CRUZ, F. G. N.; http://lattes.cnpq.br/1971448726450567; CRUZ, Fábio George Nogueira.
Resumen:
The use of sensors in process control systems is of vital importance for the proper operation and monitoring of industrial plants. In turn, process signals may have interference from other sources and, in some cases, it is not possible to observe directly the individual signals of the sources. In view of this, signal processing and separation techniques are used in order to extract the information from the sources contained in mixed signals. The main signal separation techniques are associated with the Independent Component Analysis (ICA), which has undergone significant evolution since its creation in the 1980s.

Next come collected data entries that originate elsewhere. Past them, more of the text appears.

PR #1769, opened 2022-08-23
Tracing: add support for selectively enabling trace message types

francescolavra:
This change set adds support for specifying trace flags (i.e. a comma-delimited set of trace message types) in the "trace" symbol of the root tuple. A given trace message is output only if its message type is enabled in the trace flags. For backward
compatibility, any unknown trace flag results in the TRACE_OTHER bit being set, i.e. it enables all messages output via calls to thread_log(). Page-fault-related messages and messages output when returning to user threads are now classified in their own categories ("pf" and "threadrun", respectively), i.e. they need to be explicitly enabled in the trace flags.
If "all" is specified in the trace flags, all tracing messages are enabled.

Example: a "trace:pf,other" value in the manifest enables page-fault-related messages and messages classified as "other".

### DIFF
--- a/klib/radar.c
+++ b/klib/radar.c
@@ -1,6 +1,5 @@
 #include <kernel.h>
 #include <http.h>
-#include <log.h>
 #include <lwip.h>
 #include <pagecache.h>
 #include <storage.h>
--- a/src/kernel/init.c
+++ b/src/kernel/init.c
@@ -3,7 +3,6 @@
 #include <pagecache.h>
 #include <storage.h>
 #include <tfs.h>
-#include <log.h>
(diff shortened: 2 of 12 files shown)


wjhun:
Would it be much work to specify comma-delimited flags by name in the manifest value, perhaps similarly to the way trace options are selected for qemu '-d' and the nanos DEBUG build variable? Fixed flag values may be difficult to recall.

francescolavra:
I implemented parsing of a comma-delimited set of flags. The special flag "all" enables all tracing messages

wjhun (approved):
LGTM

PR #1770, opened 2022-09-01
Hyper-V: storvsc_io(): honor maximum segment count for I/O requests

francescolavra:
A storvsc disk has a limit on how many segments (i.e. pages) can be transferred in a given I/O request. This PR changes storvsc_io() so that requests coming from the upper layers exceeding that limit are split into multiple I/O requests. This fixes booting on Azure instances.


wjhun (approved):
LGTM

PR #1771, opened 2022-09-08
tracelog file writer

wjhun:
This adds an option to the tracelog facility for recording trace entries to a file on the root partition. If a 'file' attribute is found in the tracelog manifest tuple, a file with the name of the corresponding value is created in the root directory and file tracing is enabled. For ease of debugging, this attribute may be added to the manifest at build time by using the TRACELOG_FILE build option, e.g.:

$ make TARGET=hw TRACE=tracelog DEBUG=sched TRACELOG_FILE=foo run

The trace data from execution will be left in the file named 'foo' in the root disk image. The tracelog file may be copied out of the image using the 'copylog' make target, which will leave a copy of the file in the output directory.

Note that enabling the file writer will start a periodic timer to collate and flush trace data to disk. This is to ensure that pending trace data is written in a timely fashion in case the system is unable to cleanly shut down. A shutdown completion is registered to flush pending data prior to termination.

The documentation in 'doc/tracelog.txt' has been updated accordingly, and mkfs has been updated to allow multiple instances of the '-t' commandline option.

### DIFF
--- a/src/kernel/tracelog.c
+++ b/src/kernel/tracelog.c
@@ -1,6 +1,8 @@
 #include <kernel.h>
 #include <http.h>
 #include <net.h>
+#include <pagecache.h>
+#include <tfs.h>
 
 //#define TRACELOG_DEBUG
 #ifdef TRACELOG_DEBUG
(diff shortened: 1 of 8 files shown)


src/kernel/tracelog.c
```diff
@@ -307,6 +336,78 @@ static void release_tracelog_buffer_locked(tracelog_buffer tb)
     refcount_release(&tb->refcount);
 }
 
+closure_function(5, 1, void, tracelog_file_write_complete,
+                 sg_list, sg, sg_buf, sbg, buffer, b, status_handler, complete, boolean, flushing,
```
francescolavra, line 340: Nit: the sg_buf member is not needed

src/kernel/tracelog.c
```diff
@@ -307,6 +336,78 @@ static void release_tracelog_buffer_locked(tracelog_buffer tb)
...
+    sg_buf sgb = sg_list_tail_add(sg, size);
+    if (sgb == INVALID_ADDRESS)
+        goto fail_tail_add;
+    sgb->buf = buffer_ref(b, 0);
+    sgb->size = size;
+    sgb->offset = 0;
+    sgb->refcount = 0;
+    status_handler sh = closure(tracelog.h, tracelog_file_write_complete, sg, sgb, b, complete, false);
+    if (sh == INVALID_ADDRESS)
+        goto fail_mem_sgb;
```
francescolavra, line 394: Should go to fail_tail_add instead

wjhun: Thanks. I fixed the error handling here and removed the extraneous argument to tracelog_file_write_complete.

PR #1773, opened 2022-09-29
Unix: create /proc/self/exe even when /proc/self directory exists

francescolavra:
A given image may be created with a /proc/self directory. The existing code is skipping creation of the /proc/self/exe symlink when the /proc/self directory exists; this PR changes the code so that the symlink is always created when not present, regardless of the presence of the containing folder.

### DIFF
--- a/src/unix/special.c
+++ b/src/unix/special.c
@@ -340,21 +340,29 @@ boolean create_special_file(const char *path, spec_file_open open, u64 size)
 
 void register_special_files(process p)
 {
+    filesystem fs = p->root_fs;
+    tuple self_exe;
     heap h = heap_locked((kernel_heaps)p->uh);
 
-    fs_status fss = filesystem_mkdirpath(p->root_fs, 0, "/proc/self", true);
+    fs_status fss = filesystem_get_node(&fs, p->cwd, "/proc/self/exe", false, false, false,
+        &self_exe, 0);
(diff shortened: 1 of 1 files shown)


src/unix/special.c
```diff
@@ -340,10 +340,16 @@ boolean create_special_file(const char *path, spec_file_open open, u64 size)
...
+    tuple self_exe;
     heap h = heap_locked((kernel_heaps)p->uh);
 
-    fs_status fss = filesystem_mkdirpath(p->root_fs, 0, "/proc/self", true);
+    fs_status fss = filesystem_get_node(&fs, p->cwd, "/proc/self/exe", false, false, false,
+        &self_exe, 0);
     if (fss == FS_STATUS_OK) {
+        filesystem_put_node(fs, self_exe);
+    } else {
+        filesystem_mkdirpath(p->root_fs, 0, "/proc/self", true);
```
wjhun, line 352: Nit, but might want to check that the result here is FS_STATUS_OK or FS_STATUS_EXIST and not some other error.

wjhun (approved):
LGTM

src/unix/special.c
francescolavra: OK, now the symlink is created only if filesystem_mkdirpath() returns FS_STATUS_OK or FS_STATUS_EXIST

PR #1775, opened 2022-10-03
cloud_init klib fixes

### LINKED ISSUE #1774: AWS, qemu `cloud_init` klib Issues
I am trying to use the `cloud_init` klib on AWS (my use-case is to avoid having secrets baked in to the image(s) which seems to be the case for `"Env"` variables, and to have flexibility to change variables for each instance and/or reconfigure an existing instance at runtime). So for this, I am thinking to use the AWS EC2 "user data" option, the contents of which are available within the VM via fetching `http://169.254.169.254/latest/user-data`

I am seeing a few issues (which I could split into separate GitHub Issues if preferred):
1. AWS: When using the `cloud_init` klib on AWS, the first two bytes of the `dest` appear to be random binary data (i.e. `0xffff`, or `0x1234`); the rest of the file is correct. I can confirm that fetching the above URL e.g. at run-time using a test `Program` has the fully correct user data. Using a different URL like `http://httpbin.org/uuid` also has the same problem: the first two bytes are corrupt.
2. AWS: The `cloud_init` mechanism only seems to update the `dest` file on the first boot of the instance where the URL returns a 200; i.e. changing the AWS "user data" and rebooting doesn't overwrite the previous file, it remains with the previous data. (perhaps this is by design, though for my purposes I wish it performed the URL fetch on every boot)
3. QEMU: When using the `cloud_init` klib locally / via QEMU, I can't get it to work at all. It seems to hang at boot when using any URL, e.g. `"src": "https://ops.city"`.

Please let me know if there is any other info I can provide or tests that I can run.

francescolavra:
The first commit fixes a crash that may occur if the application layer of a TLS connection requests that the connection is shut down from within the input buffer handler.
The second commit fixes saving of the contents of a downloaded file and handling of files split in multiple HTTP packets.

Closes #1774.

### DIFF
--- a/klib/cloud_init.c
+++ b/klib/cloud_init.c
@@ -133,26 +133,23 @@ define_closure_function(2, 1, void, cloud_download_done,
     apply(bound(complete), s);
 }
 
-closure_function(3, 2, void, cloud_download_save_complete,
-                 value, v, buffer, content, status_handler, sh,
+closure_function(2, 2, void, cloud_download_save_complete,
+                 buffer, content, status_handler, sh,
                  status, s, bytes, len)
 {
-    value v = bound(v);
-    if (!v)
-        deallocate_buffer(bound(content));
+    deallocate_buffer(bound(content));
     apply(bound(sh), s);
     closure_finish();
 }
 
-closure_function(5, 1, void, cloud_download_save,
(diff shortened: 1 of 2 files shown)


sanderssj (commented):
LGTM

wjhun (approved):
LGTM

PR #1777, opened 2022-10-05
pagecache_node_fetch_internal: reset sgb to 0 when submitting early

sanderssj:
When the pagecache fetches a range and builds up an sg list, if it encounters an already-filled page then it will submit the existing sg_list and use a new sg_list for the rest of the range that is not filled. If sgb is not also reset to 0 then a pointer to the earlier submitted sg_list could be used instead.


wjhun (approved):
LGTM

PR #1778, opened 2022-10-07
init_network_iface(): set default DNS server

francescolavra:
Several klibs (cloud_init, cloudwatch, ntp, radar, syslog) may need to resolve host names. If DHCP is not being used (such as when network interfaces are statically configured), no DNS server is configured in lwIP, which prevents dns_gethostbyname() from working.
This change sets a default DNS server when initializing network interfaces, so that host names can be resolved even if DNS servers are not configured via DHCP.


wjhun (approved):
LGTM

PR #1802, opened 2023-01-08
sendfile(2): change file offset on output file

francescolavra:
When sendfile() is called on an output file descriptor corresponding to a regular file, it should write at the current file offset and update the offset according to the number of bytes written. The existing code is writing at offset zero and is not updating the offset.
This change fixes the above issue and amends the sendfile runtime test so that it would have failed without this fix.


wjhun (approved):
LGTM

PR #1804, opened 2023-01-09
File syscalls: initialize fsfile pointer and check for null value

francescolavra:
When a file is opened, the fsf member of the file structure should be properly set to NULL for non-regular files; with this fix, fsync(2) works properly when invoked on a file descriptor corresponding to a directory, and read/write (and similar) syscalls properly return an error code when invoked on file descriptors corresponding to non-regular files.


wjhun (approved):
LGTM

PR #1807, opened 2023-01-12
netsock_shutdown(): fix handling of multiple calls on a socket

francescolavra:
The shutdown syscall can be invoked on a given socket multiple times; if it is invoked once with `how` set to SHUT_RD and once with `how` set to SHUT_RW, at the second call both directions of the underlying TCP connection are shut down, which means that the lwIP tcp_pcb structure can be deallocated at any time and is therefore unsafe to reference. The existing code is failing to detect this condition, which may cause lwIP functions to be called on a tcp_pcb structure that has already been deallocated.
This change fixes the above issue. In addition, the initial check on the state member of the socket structure is now performed with the lwIP lock held, for multi-thread safety.

### DIFF
--- a/src/net/netsyscall.c
+++ b/src/net/netsyscall.c
@@ -1074,11 +1074,20 @@ static sysreturn netsock_shutdown(struct sock *sock, int how)
     }
     switch (s->sock.type) {
     case SOCK_STREAM:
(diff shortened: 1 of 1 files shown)


wjhun (approved):
LGTM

Such evolution also had the contribution of the Principal Component Analysis (PCA) and the development of computational processing power. However, these techniques have two basic glitches: deviation of amplitude and phase change, which limit their use in control systems. Therefore, this research aims to present a solution to the problem of amplitude in ICA techniques for use in decoupling reduction in multivariate systems. The proposed correction, based on the stage of whitening ICA algorithms, which generated the technique MOD-ICA, was used as an alternative to breaking the correlation between variables in multivariate systems. Such technique was used for projecting and obtaining controlling pairs in an industrial plant of anhydrous ethanol production modeled on the Aspen Dynamics platform. In the case study proposed in this research, a significant reduction in the conditional numbers of the proposed controlling pairs was observed, and the separating matrix was used as a parameter of decoupling for the control system. As a result, the proposed MOD-ICA technique can be used as a tool for generating control systems, and its separating matrix can be considered as a model for decoupling reduction, which results in a more robust control system for process variation.